Each entry should be quoted word for word, including every mark of punctuation.

%%

PR #10436, opened 2019-12-18
Add C++ toolchain configuration for OpenBSD.

aldersondrive:
In my limited testing, these changes appear to work. When I built Bazel on OpenBSD incorporating these changes, the resulting `bazel` binary could build C++ libraries and binaries. Likewise on FreeBSD.

This change, split out of the larger PR https://github.com/bazelbuild/bazel/pull/10274, is part of the OpenBSD port in https://github.com/bazelbuild/bazel/issues/10250.


jin:
cc @jmmv, who may know something about BSD here :)

jmmv:
I believe this works based on the description and what I see in the diff.

If the new OpenBSD-specific file was generated with a simple copy+find/replace, and given that both the old and new file are Starlark... could we generalize them instead? Similar to what we did with a single file for all BSDs in the C++ client code.

aldersondrive:
> I believe this works based on the description and what I see in the diff.
> 
> If the new OpenBSD-specific file was generated with a simple copy+find/replace, and given that both the old and new file are Starlark... could we generalize them instead? Similar to what we did with a single file for all BSDs in the C++ client code.

Done. PTAL.

tools/cpp/bsd_cc_toolchain_config.bzl
```diff
@@ -57,20 +57,20 @@ all_link_actions = [
 def _impl(ctx):
     cpu = ctx.attr.cpu
     compiler = "compiler"
-    toolchain_identifier = "local_freebsd" if cpu == "freebsd" else "stub_armeabi-v7a"
-    host_system_name = "local" if cpu == "freebsd" else "armeabi-v7a"
-    target_system_name = "local" if cpu == "freebsd" else "armeabi-v7a"
-    target_libc = "local" if cpu == "freebsd" else "armeabi-v7a"
-    abi_version = "local" if cpu == "freebsd" else "armeabi-v7a"
-    abi_libc_version = "local" if cpu == "freebsd" else "armeabi-v7a"
+    toolchain_identifier = "local_{}".format(cpu) if cpu == "freebsd" or cpu == "openbsd" else "stub_armeabi-v7a"
```
jmmv: I'd do:

`is_bsd = cpu == "freebsd" || cpu == "openbsd"`

and then use `is_bsd` in all lines to avoid duplication and ensure they all remain consistent. Would also help cut this long line.

tools/cpp/cc_toolchain_config.bzl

%%

## ANSWER
PR #10436, opened 2019-12-18
Add C++ toolchain configuration for OpenBSD.

aldersondrive:
In my limited testing, these changes appear to work. When I built Bazel on OpenBSD incorporating these changes, the resulting `bazel` binary could build C++ libraries and binaries. Likewise on FreeBSD.

This change, split out of the larger PR https://github.com/bazelbuild/bazel/pull/10274, is part of the OpenBSD port in https://github.com/bazelbuild/bazel/issues/10250.


jin:
cc @jmmv, who may know something about BSD here :)

jmmv:
I believe this works based on the description and what I see in the diff.

If the new OpenBSD-specific file was generated with a simple copy+find/replace, and given that both the old and new file are Starlark... could we generalize them instead? Similar to what we did with a single file for all BSDs in the C++ client code.

aldersondrive:
> I believe this works based on the description and what I see in the diff.
> 
> If the new OpenBSD-specific file was generated with a simple copy+find/replace, and given that both the old and new file are Starlark... could we generalize them instead? Similar to what we did with a single file for all BSDs in the C++ client code.

Done. PTAL.

tools/cpp/bsd_cc_toolchain_config.bzl
```diff
@@ -57,20 +57,20 @@ all_link_actions = [
 def _impl(ctx):
     cpu = ctx.attr.cpu
     compiler = "compiler"
-    toolchain_identifier = "local_freebsd" if cpu == "freebsd" else "stub_armeabi-v7a"
-    host_system_name = "local" if cpu == "freebsd" else "armeabi-v7a"
-    target_system_name = "local" if cpu == "freebsd" else "armeabi-v7a"
-    target_libc = "local" if cpu == "freebsd" else "armeabi-v7a"
-    abi_version = "local" if cpu == "freebsd" else "armeabi-v7a"
-    abi_libc_version = "local" if cpu == "freebsd" else "armeabi-v7a"
+    toolchain_identifier = "local_{}".format(cpu) if cpu == "freebsd" or cpu == "openbsd" else "stub_armeabi-v7a"
```
jmmv: I'd do:

`is_bsd = cpu == "freebsd" || cpu == "openbsd"`

and then use `is_bsd` in all lines to avoid duplication and ensure they all remain consistent. Would also help cut this long line.

tools/cpp/cc_toolchain_config.bzl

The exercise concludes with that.